Mon Oct 22 (Meeting Number 23) Section 5.4 Rectangles, Squares, and Trapezoids

First six students: I would like you to do a translation exercise. (You don't have to actually prove anything!) Each of the exercises 5.4 # 39, 40, 41, 42, 43, 44 says to prove some statement. But the statements are worded in a way that is not so helpful for setting up a proof. It would be more helpful if the statements were worded as conditional statements. For each of the five exercises, I want one of yoou to translate the statement to be proven into a new statement that is a conditional statement, "If P then Q." For starters, you can look at the book's presentationm of Theorem 5.27, on page 271. That will actually give you one of the translations that you need. But beware: some of the five exercises that I have assigned to you are worded in a way that is misleading, that makes the translation tricky. (That's why I assigned this as a Class Presentation.) (Each of you: Write both the original statement and your translation clearly on a page ready to project using the document camera.)

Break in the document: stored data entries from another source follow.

PR #14861, opened 2026-03-16
Add marketplace display names to plugin/list

xl-openai:
Add display_name support to marketplace.json.

### DIFF
--- a/codex-rs/app-server-protocol/schema/json/codex_app_server_protocol.schemas.json
+++ b/codex-rs/app-server-protocol/schema/json/codex_app_server_protocol.schemas.json
@@ -9372,6 +9372,12 @@
       },
       "PluginMarketplaceEntry": {
         "properties": {
+          "displayName": {
+            "type": [
+              "string",
+              "null"
+            ]
+          },
           "name": {
             "type": "string"
           },
--- a/codex-rs/app-server-protocol/schema/json/codex_app_server_protocol.v2.schemas.json
+++ b/codex-rs/app-server-protocol/schema/json/codex_app_server_protocol.v2.schemas.json
@@ -6160,6 +6160,12 @@
     },
     "PluginMarketplaceEntry": {
       "properties": {
+        "displayName": {
+          "type": [
+            "string",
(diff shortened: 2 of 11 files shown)


codex-rs/app-server/README.md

• Finnearty (CP06): Translate 5.4#39.
• Ferguson (CP06): Translate 5.4#40.
• Dixon (CP06): Translate 5.4#41.
• Diiullo (CP06): Translate 5.4#42.
• Cummings (CP06): Translate 5.4#43.
• Bell (CP06): Translate 5.4#44.

Problem Involving Variables and Solving Equations

• Baesman (CP06): Solve 5.4#12 Write your solution clearly on a page ready to project using the document camera.